- **What you should do**
Your response should consist of every entry, unchanged.

(Collected data)
BEGIN
PR #651, opened 2023-07-11
Support environments without pip

orsinium:
Before: use pip installed in the target environment.

After: If pip is available in the current environment, use it, pointing it to the target environment using the `--python` flag. Otherwise, if Python is not installed in the same environment as flit, fall back to the old behavior.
END
- **Result for this exercise**
PR #651, opened 2023-07-11
Support environments without pip

orsinium:
Before: use pip installed in the target environment.

After: If pip is available in the current environment, use it, pointing it to the target environment using the `--python` flag. Otherwise, if Python is not installed in the same environment as flit, fall back to the old behavior.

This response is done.